### Task instructions
Every line of the data below should be written out word for word.

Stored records
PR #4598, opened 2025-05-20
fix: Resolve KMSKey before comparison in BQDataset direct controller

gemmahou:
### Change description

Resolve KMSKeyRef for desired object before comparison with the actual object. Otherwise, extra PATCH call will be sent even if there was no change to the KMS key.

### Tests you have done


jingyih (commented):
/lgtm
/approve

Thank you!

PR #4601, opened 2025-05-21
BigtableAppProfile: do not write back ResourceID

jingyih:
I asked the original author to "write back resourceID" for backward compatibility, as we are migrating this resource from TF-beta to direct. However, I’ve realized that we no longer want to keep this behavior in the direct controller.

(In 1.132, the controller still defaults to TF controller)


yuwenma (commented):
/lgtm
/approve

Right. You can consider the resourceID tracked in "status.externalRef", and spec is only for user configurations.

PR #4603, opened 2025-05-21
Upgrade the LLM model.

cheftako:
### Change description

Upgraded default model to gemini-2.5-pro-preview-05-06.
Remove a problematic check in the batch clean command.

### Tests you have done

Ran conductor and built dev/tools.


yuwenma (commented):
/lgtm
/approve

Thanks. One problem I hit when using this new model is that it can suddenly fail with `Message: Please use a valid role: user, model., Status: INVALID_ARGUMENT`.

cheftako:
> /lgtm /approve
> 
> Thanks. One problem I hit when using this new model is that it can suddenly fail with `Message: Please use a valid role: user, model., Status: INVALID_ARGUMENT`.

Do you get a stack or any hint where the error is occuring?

### Written answer
PR #4598, opened 2025-05-20
fix: Resolve KMSKey before comparison in BQDataset direct controller

gemmahou:
### Change description

Resolve KMSKeyRef for desired object before comparison with the actual object. Otherwise, extra PATCH call will be sent even if there was no change to the KMS key.

### Tests you have done


jingyih (commented):
/lgtm
/approve

Thank you!

PR #4601, opened 2025-05-21
BigtableAppProfile: do not write back ResourceID

jingyih:
I asked the original author to "write back resourceID" for backward compatibility, as we are migrating this resource from TF-beta to direct. However, I’ve realized that we no longer want to keep this behavior in the direct controller.

(In 1.132, the controller still defaults to TF controller)


yuwenma (commented):
/lgtm
/approve

Right. You can consider the resourceID tracked in "status.externalRef", and spec is only for user configurations.

PR #4603, opened 2025-05-21
Upgrade the LLM model.

cheftako:
### Change description

Upgraded default model to gemini-2.5-pro-preview-05-06.
Remove a problematic check in the batch clean command.

### Tests you have done

Ran conductor and built dev/tools.


yuwenma (commented):
/lgtm
/approve

Thanks. One problem I hit when using this new model is that it can suddenly fail with `Message: Please use a valid role: user, model., Status: INVALID_ARGUMENT`.

cheftako:
> /lgtm /approve
> 
> Thanks. One problem I hit when using this new model is that it can suddenly fail with `Message: Please use a valid role: user, model., Status: INVALID_ARGUMENT`.

Do you get a stack or any hint where the error is occuring?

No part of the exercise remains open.